# Video mit Sony Vegas als Einzelbilder speichern



## Micha122 (21. Juli 2011)

Hallo,

möchte mein Video mit Sony Vegas als Einzelbilder (tga) speichern zur weiteren Bearbeitung mit Voodoo Tracker.
Habe leider keine entsprechende Funktion in Vegas gefunden.

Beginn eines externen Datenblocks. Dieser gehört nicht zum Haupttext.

PR #3928, opened 2026-09-02
perf(hooks): reduce per-tool-call state and process cost

### LINKED ISSUE #3923: perf(hooks): per-tool-call hooks cost 522ms from a 1MB state rewrite, two fsyncs, a lock, and a second node process
## Summary

On `main` (v5.1.0, e9e8fa38), one tool call pays **522 ms** across the four hooks registered for `PreToolUse` + `PostToolUse`. Four separate causes stack up, and three of them are per-tool-call file I/O rather than startup cost.

Measured on macOS/APFS, Node v26.7.0, against the installed plugin (`~/.claude/plugins/cache/omc/oh-my-claudecode/5.1.0`), 10 iterations each, `Read` tool payload on stdin:

```
bare `node -e ''`                          :  42 ms
pre-tool-enforcer.mjs      (direct)        : 141 ms
post-tool-verifier.mjs     (direct)        :  83 ms
project-memory-posttool.mjs (direct)       : 225 ms
post-tool-rules-injector.mjs (direct)      :  50 ms

full serial cycle via run.cjs (4 hooks)    : 522 ms per tool call
```

## 1. `.session-stats.json` is read and rewritten in full on every tool call

`scripts/post-tool-verifier.mjs:145` (`loadStats`) does `readFileSync` + `JSON.parse` of the whole file, and `:157` (`saveStats`) does a full `JSON.stringify` + write + rename. `STATE_FILE` is `~/.claude/.session-stats.json` (`:134`). There is no pruning of old sessions.

On my machine that file has accumulated every session I have ever run:

```
$ ls -la ~/.claude/.session-stats.json
-rw-r--r--  1056736 bytes
$ node -e 'const s=JSON.parse(require("fs").readFileSync(process.env.HOME+"/.claude/.session-stats.json","utf8")); console.log("sessions:", Object.keys(s.sessions).length)'
sessions: 2445
```

So every tool call parses ~1 MB and writes ~1 MB back. This gets monotonically worse the longer someone uses OMC — the cost is a function of lifetime session count, not of the current session.

**Suggested fix:** cap `sessions` (ring buffer / TTL prune on write), or move per-session stats to a per-session file so the read/write is O(1) in lifetime sessions.

## 2. Two `fsync` calls per tool call in the project-memory write path

`src/lib/atomic-write.ts:343` calls `fsyncSync(fd)` and `:377` calls `fsyncSync(dirFd)`. The call chain is `src/hooks/project-memory/storage.ts` -> `src/hooks/project-memory/learner.ts`, which runs from the `project-memory-posttool` PostToolUse hook, i.e. on every `Read`/`Edit`/`Write`/`Glob`/`Grep`.

The file being written is small (~5 KB), so the cost is the fsync pair itself, not the size:

```
$ node -e '
const fs=require("fs"),path=require("path");
const dir=process.argv[1], data="x".repeat(5*1024), N=50;
function bench(withFsync){
  const t=Date.now();
  for(let i=0;i<N;i++){
    const tmp=path.join(dir,`t${i}.tmp`), dst=path.join(dir,`t${i}.out`);
    const fd=fs.openSync(tmp,"w"); fs.writeSync(fd,data);
    if(withFsync) fs.fsyncSync(fd);
    fs.closeSync(fd);
    fs.renameSync(tmp,dst);
    if(withFsync){ const d=fs.openSync(dir,"r"); try{fs.fsyncSync(d);}catch{} fs.closeSync(d); }
    fs.unlinkSync(dst);
  }
  return (Date.now()-t)/N;
}
console.log("write+rename (no fsync)      :", bench(false).toFixed(2)+"ms");
console.log("write+fsync+rename+dirfsync  :", bench(true).toFixed(2)+"ms");
' ~/.cache/omc-fsync-bench
write+rename (no fsync)      : 0.16ms
write+fsync+rename+dirfsync  : 8.56ms
```

That is a ~54x multiplier applied to every tool call (measured on the home volume, which is where project-memory actually writes; a `/tmp` run gives the same shape). Durability at that granularity seems disproportionate for a memory/learning cache that is regenerable — a crash losing the last few observations is not a correctness problem.

**Suggested fix:** make the fsync opt-in for this caller (keep it for anything genuinely durability-critical), or batch/debounce the project-memory write so it does not fsync per tool call.

## 3. A cross-process exclusive lock is acquired on every tool call

`src/hooks/project-memory/storage.ts:94` wraps the write in `withFileLock(...)` with `MEMORY_LOCK_OPTS = { timeoutMs: 5000 }` (`:79`).

Uncontended this is just a lock-file create + unlink. But when several agents run concurrently against the same project memory, tool calls serialize behind this lock, with a worst case of a 5 s block per tool call. Concurrent subagents are a normal OMC workflow, so this is the common case rather than an edge case.

**Suggested fix:** if 1 and 2 above are addressed the critical section shrinks a lot; beyond that, a shorter timeout with a fail-open path would keep a stuck lock from stalling a turn.

## 4. Ordinary hooks still spawn a second Node process; the Worker path exists but is limited to two hooks

`scripts/run.cjs` already has the fix pattern: `resolveTrustedPromptWorkerTimeoutMs` (`:127`) and `resolveWorkerTarget` (`:187`) run a hook inside a `Worker`, avoiding a second process. But the eligible set is exactly the two `UserPromptSubmit` hooks (`:131-132`, `:196`):

```js
[normalizedComparisonPath(join(trustedPluginRoot, 'scripts', 'keyword-detector.mjs')), 8000],
[normalizedComparisonPath(join(trustedPluginRoot, 'scripts', 'skill-injector.mjs')), 12000],
```

Everything else goes through `spawn(process.execPath, [targetPath, ...extraArgs], ...)` at `:324` / `:359`. So `run.cjs` is itself a Node process that then spawns another Node process, and a tool call launches **8 Node processes** (4 hooks x 2). Measured on this machine, bare Node startup is 42 ms, so that is roughly 170 ms per tool call of pure process creation.

The hooks that would benefit most from the Worker path are the per-tool-call ones, which run ~100x more often than `UserPromptSubmit` hooks.

**Suggested fix:** extend Worker eligibility to the `PreToolUse`/`PostToolUse` scripts, or merge the three `PostToolUse` scripts into one entrypoint (8 processes -> 4) as a smaller first step.

## Environment

- OMC `main` @ e9e8fa38 (v5.1.0), installed plugin 5.1.0
- macOS 25.5.0 (arm64), APFS, Node v26.7.0

## Note on a related known pattern

`scripts/project-memory-posttool.mjs` has no `DISABLE_OMC` / `OMC_SKIP_HOOKS` skip guard, while the other three per-tool-call scripts do. That is the same gap as #3253 (and #838) on one more script — and it happens to be the most expensive of the four, so the 225 ms it contributes cannot currently be turned off. Happy to file that separately if you would rather keep it out of this issue.

Yeachan-Heo:
Closes #3923.

## What changed
- route the exact trusted `PreToolUse`/`PostToolUse` hook entrypoints through the existing Worker isolation path, while retaining canonical-root, exact-event, zero-extra-argument checks and generic child fallback
- cap `.session-stats.json` at the active session plus the 99 most recently updated historical sessions
- add the missing `DISABLE_OMC` / `OMC_SKIP_HOOKS` guard to `project-memory-posttool.mjs` before its runtime imports; align `DISABLE_OMC=true` for the verifier
- preserve project-memory locking and both atomic-write fsync durability steps unchanged
- add structural regression coverage for Worker eligibility/fallback, timeouts, bounded stats, early skip behavior, lock concurrency, and atomic publication
- regenerate the canonical inventory

## Measured evidence
Deterministic Linux/Node v25.1.0 fixture, 2,445 historical sessions, 1,232,302-byte initial stats file, one serial cycle of the four success-path hooks:

| Metric | `dev@369caf12` | this branch | Change |
|---|---:|---:|---:|
| median wall time (10 cycles) | 535.3 ms | 446.2 ms | -16.6% |
| Node hook processes | 8 | 4 | -50% |
| successful write bytes | 1,234,308 | 52,500 | -95.7% |
| stats file after cycle | ~1.23 MB / 2,445 sessions | 50,111 B / 100 sessions | bounded |
| fsync calls | 2 | 2 | unchanged |
| project-memory lock | acquired | acquired | unchanged |

The reporter's ~522 ms total and ~42 ms bare Node startup reproduced closely: 535.3 ms median and 43.7 ms median respectively. The two fsyncs and lock are real, but they remain because removing or failing open would weaken durability/race correctness. On this Linux host the Worker conversion alone was not the dominant wall-time win; the bounded global stats rewrite was the dominant safe recurring reduction.

## Verification
Exact local head `3f9b4ee040d78024033e67262e5f94c510b1ba9f`:
- 173 focused tests passed across Worker routing, verifier, project-memory guard, atomic write, and concurrent project-memory suites
- `npx tsc --noEmit` passed
- `npm run lint` passed with 0 errors (28 pre-existing warnings)
- `npm run generate:inventory:verify` passed
- full-suite run reached 13,600 passes but had unrelated shared-state/deadline failures under the local parallel harness; hosted exact-head CI is the release gate

—

### DIFF
--- a/docs/HOOKS.md
+++ b/docs/HOOKS.md
@@ -128,6 +128,7 @@ Fires immediately before Claude uses a tool.
 
 Runs on all tool calls (`matcher: "*"`). Enforces agent permission restrictions (e.g., blocking Write/Edit for read-only agents).
 Denies Task/Agent calls whose `subagent_type` names a bundled skill (issue #3667): instead of Claude Code's generic native "Agent type not found", the hook returns a precise error naming the Skill tool and the correct identifier, and forbids closest-match agent substitution.
+The exact canonical shipped script runs in the trusted Worker path; untrusted paths, event mismatches, and extra arguments retain the isolated child-process fallback.
 
 ### PermissionRequest
 
@@ -147,8 +148,10 @@ Fires after a tool use completes.
 |--------|------|---------|
 | `post-tool-verifier.mjs` | Verifies tool results and injects additional context | 5s |
 | `project-memory-posttool.mjs` | Updates project memory | 3s |
+| `post-tool-rules-injector.mjs` | Injects matching project rules | 3s |
 
 Injects additional guidance based on Read, Write, Edit, and Bash results. For example, after reading a file it may hint "consider using parallel reads."
+These exact canonical shipped scripts use the trusted Worker path without changing their manifest timeout budgets. The verifier retains statistics for the current session and the 99 most recently updated historical sessions so per-tool writes stay bounded. Disable all three with `DISABLE_OMC=1` (or `DISABLE_OMC=true`) or `OMC_SKIP_HOOKS=post-tool-use`; `project-memory-posttool` also accepts its script-specific token.
 
 ### PostToolUseFailure
 
--- a/docs/REFERENCE.md
+++ b/docs/REFERENCE.md
@@ -981,9 +981,9 @@ OMC registers 21 hook scripts across 11 Claude Code lifecycle events. For detail
 | ---------------------- | ----------------------------------------------------------------------------------------------------------------- | -------------------------------------------- |
 | **UserPromptSubmit**   | `keyword-detector.mjs`, `skill-injector.mjs`                                                                      | 30s outer fuse per command; 8s, 12s trusted Worker limits |
 | **SessionStart**       | `session-start.mjs`, `project-memory-session.mjs`, `setup-init.mjs` (init), `setup-maintenance.mjs` (maintenance) | 5s, 5s, 30s, 60s |
-| **PreToolUse**         | `pre-tool-enforcer.mjs`                                                                                           | 5s               |
+| **PreToolUse**         | `pre-tool-enforcer.mjs`                                                                                           | 5s trusted Worker |
 | **PermissionRequest**  | `permission-handler.mjs` (Bash only)                                                                              | 5s               |
-| **PostToolUse**        | `post-tool-verifier.mjs`, `project-memory-posttool.mjs`                                                           | 5s, 3s           |
+| **PostToolUse**        | `post-tool-verifier.mjs`, `project-memory-posttool.mjs`, `post-tool-rules-injector.mjs`                          | 5s, 3s, 3s trusted Workers |
 | **PostToolUseFailure** | `post-tool-use-failure.mjs`                                                                                       | 3s               |
 | **SubagentStart**      | `subagent-tracker.mjs start`                                                                                      | 3s               |
 | **SubagentStop**       | `subagent-tracker.mjs stop`, `verify-deliverables.mjs`                                                            | 5s, 5s           |
@@ -991,7 +991,7 @@ OMC registers 21 hook scripts across 11 Claude Code lifecycle events. For detail
 | **Stop**               | `context-guard-stop.mjs`, `workflow-drift-guard.mjs`, `persistent-mode.mjs`, `code-simplifier.mjs`                | 5s, 3s, 10s, 5s  |
 | **SessionEnd**         | `session-end.mjs`                                                                                                 | 30s              |
 
-For each UserPromptSubmit command, 30s is the outer host fuse, including any launcher delay before `run.cjs`. Only exact canonical targets in the trusted Worker branch receive the 8s keyword-detector or 12s skill-injector execution caps; generic, untrusted, and non-prompt child paths retain their existing timeout behavior. A command that never starts the runner can take the entire 30s per-command fuse, and host scheduling does not imply an aggregate latency.
+For each UserPromptSubmit command, 30s is the outer host fuse, including any launcher delay before `run.cjs`. Exact canonical targets use the trusted Worker branch only when their manifest event matches: the prompt hooks receive the 8s keyword-detector or 12s skill-injector execution caps, while the PreToolUse and PostToolUse hooks retain their manifest-derived inner budgets. Generic targets, untrusted paths, event mismatches, and invocations with extra arguments retain the isolated child-process path. A command that never starts the runner can take the entire 30s per-command fuse, and host scheduling does not imply an aggregate latency.
 
 The `workflow-drift-guard` blocks only supported source-associated local selection forks with a known minimum of two live alternatives—including exact binary questions and cardinality templates; explicit open input and every unsupported or ambiguous form fail open.
 
--- a/inventory/inventory-graph.json
+++ b/inventory/inventory-graph.json
@@ -5,15 +5,15 @@
   "provenance": {
     "base": "05c800f40d1ad53b42a78609d2667ef4f726808b",
     "planningHead": "0a91273e61dbbd47eb0af4c02844409251e08398",
-    "head": "1b4fbd99fccd0332cd84db5b6231b26abed728b6",
-    "sourceSha256": "eaa8cf97e1e2a50f95ea17af6df92d78d585d31af11d354f48e859b15032e045",
+    "head": "41d1d38b3cb69d2a6f9460961fc1ff09c0e5bbf6",
+    "sourceSha256": "ed9dcbf0d058971bd1bbd14031c9d07ab6bc84d5723fad93dc8f4a8af3141499",
     "generatedAt": null,
     "generator": "scripts/generate-inventory-graph.mjs"
   },
   "base": "05c800f40d1ad53b42a78609d2667ef4f726808b",
   "planningHead": "0a91273e61dbbd47eb0af4c02844409251e08398",
-  "head": "1b4fbd99fccd0332cd84db5b6231b26abed728b6",
-  "sourceSha256": "eaa8cf97e1e2a50f95ea17af6df92d78d585d31af11d354f48e859b15032e045",
+  "head": "41d1d38b3cb69d2a6f9460961fc1ff09c0e5bbf6",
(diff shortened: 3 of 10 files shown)


Yeachan-Heo:
Exact-head evidence for `3f9b4ee040d78024033e67262e5f94c510b1ba9f`:

- deterministic 2,445-session fixture: 535.3 ms → 446.2 ms median per four-hook cycle (-16.6%)
- Node hook processes: 8 → 4
- successful write volume: 1,234,308 B → 52,500 B (-95.7%)
- `.session-stats.json`: 1,232,302 B / 2,445 sessions → 50,111 B / 100 sessions
- durability/race invariants unchanged: two fsync calls remain; project-memory exclusive lock remains
- focused verification: 173 tests passed
- typecheck: passed
- lint: 0 errors (28 existing warnings)
- canonical inventory: regenerated and `generate:inventory:verify` passed

The skip guard is included because it is the same per-tool success path and now short-circuits before project-memory runtime imports, preventing disabled sessions from paying or executing that side-effect path.

—

Yeachan-Heo:
Latest exact head is now `be363fbbbdbe179fd5518fb349d3c9dcbe2a80d3`.

The first hosted run exposed one stale structural fixture: `windows-prompt-hook-runner.test.ts` used `post-tool-verifier.mjs` to model the generic child path, but that script is intentionally Worker-eligible after this fix. The fixture now uses `post-tool-use-failure.mjs`, which remains generic; the generic process-tree reap contract is unchanged and the focused runner suites pass (41/41). Canonical inventory was regenerated and verified at the new head.

Performance and durability evidence is unchanged from the prior receipt: 535.3 ms → 446.2 ms median, Node hook processes 8 → 4, write volume 1,234,308 B → 52,500 B, with two fsyncs and the project-memory lock preserved.

—

Yeachan-Heo:
Latest exact head: `52232d0d8ee05d4ce47ab671e354b24c3e77202c`.

Independent red-team review challenged the real verifier entrypoint under `worker_threads`. The measured runner already proved execution, and this head adds an explicit structural regression that invokes the shipped `post-tool-verifier.mjs` through `run.cjs` and asserts the real session counter is persisted. It passes.

This head also makes the verifier disable decision before its optional notepad import and before state-directory initialization. `DISABLE_OMC=true` and `OMC_SKIP_HOOKS=post-tool-use` now have direct no-write/no-directory coverage.

Focused verifier/runner result: 158/158 passed. Inventory regenerated and verified. Hosted CI restarted on this exact head.

—

Yeachan-Heo (commented):
MERGE_READY — independent latest-head review for `52232d0d8ee05d4ce47ab671e354b24c3e77202c` (`sha256:4e4a7c828da995a75331d2b274f84a9b76f79fb31bd35d4aefa308f6b3d07e2a`).

Architecture/product/code: CLEAR / CLEAR / CLEAR; recommendation APPROVE.

Adversarial QA: PASS across trusted Worker admission/fallback, real verifier semantics, timeout/late-output behavior, generic descendant reaping, bounded active-session retention, disabled-hook early exit, project-memory lock/atomic rename/two-fsync durability, docs/inventory, and performance evidence. Blockers: none.

Hosted exact-head receipts:
- CI run 33600399647: success
- Upgrade Test run 33600402111: success
- Generated Artifact Authorization run 33599116457: success

PR is mergeable with clean merge state. No release or protected-branch mutation was performed.

—

Yeachan-Heo:
Latest exact head: `9235cc7c65b98a6d216c7aadb90d2233f1ae841f`.

`dev` advanced during final review and made only the generated inventory conflict. The branch now merges current `origin/dev@64858a6046801d15644a181167a50cce71f9a373`; the generated inventory was resolved from the new base, regenerated, and verified. Post-merge focused coverage passes 181/181; typecheck passes; lint remains 0 errors / 28 existing warnings.

Hosted exact-head CI and independent latest-head review have been restarted. No runtime conflict or manual source merge was required.

—

Yeachan-Heo (commented):
MERGE_READY — independent latest-head review for `9235cc7c65b98a6d216c7aadb90d2233f1ae841f` (`sha256:2db93dbf6d6ea0db6deee18c72302df110b10a7f209458033b15471894806a5e`).

Architecture/product/code: CLEAR / CLEAR / CLEAR; recommendation APPROVE. Adversarial QA: PASS with no blockers across Worker trust/fallback, real verifier semantics, timeout and late-output behavior, generic descendant reaping, bounded active-session retention, disabled-hook early exit, project-memory lock/atomic rename/two-fsync durability, documentation, inventory, and performance evidence.

Post-merge proof:
- focused tests: 181/181 passed
- typecheck passed; lint 0 errors
- CI run 33602267162: success at exact head
- Upgrade Test run 33602267133: success at exact head
- PR Check run 33602267493: success at exact head
- Generated Artifact Authorization run 33602264915: success at exact head
- GitHub merge state: CLEAN / MERGEABLE

—

Yeachan-Heo:
Final exact-head receipt for `9235cc7c65b98a6d216c7aadb90d2233f1ae841f`:

- current base: `dev@64858a6046801d15644a181167a50cce71f9a373`
- CI run 33602267162: success
- Upgrade Test run 33602267133: success
- PR Check run 33602267493: success
- Generated Artifact Authorization run 33602264915: success
- GitHub merge state: CLEAN / MERGEABLE
- independent latest-head architecture/product/code: CLEAR / CLEAR / CLEAR, APPROVE
- independent latest-head adversarial QA: PASS, blockers none
- latest-head review verdict: MERGE_READY

Measured result remains 535.3 ms → 446.2 ms median (-16.6%), Node hook processes 8 → 4, write bytes 1,234,308 → 52,500, with both fsyncs and the project-memory lock preserved.

—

Geht das mit Vegas überhaupt?

Viele Grüße!


----------



## darkframe (21. Juli 2011)

Hi,

ja, Einzelbilder speichern geht über "Datei -> Rendern als" und dann im Dialogfenster bei Dateityp "Bildsequenz" auswählen. Bei "Vorlage" im gleichen Dialog kannst Du dann das gewünschte Bildformat eintragen. TGA ist allerdings nicht dabei, aber vielleicht kannst Du ja stattdessen BMP oder TIFF nutzen. Die Bilder werden übrigens automatisch durch Anhängen einer 6-stelligen Ziffer an den Dateinamen nummeriert.


----------



## Micha122 (21. Juli 2011)

Danke!!

Ich habe die ganze Zeit in der Anleitung und bei google nach "Einzelbilder speichern" gesucht.
Dabei heißt das Zauberwort "Bildsequenz"!

Nochmals Danke und viele Grüße


----------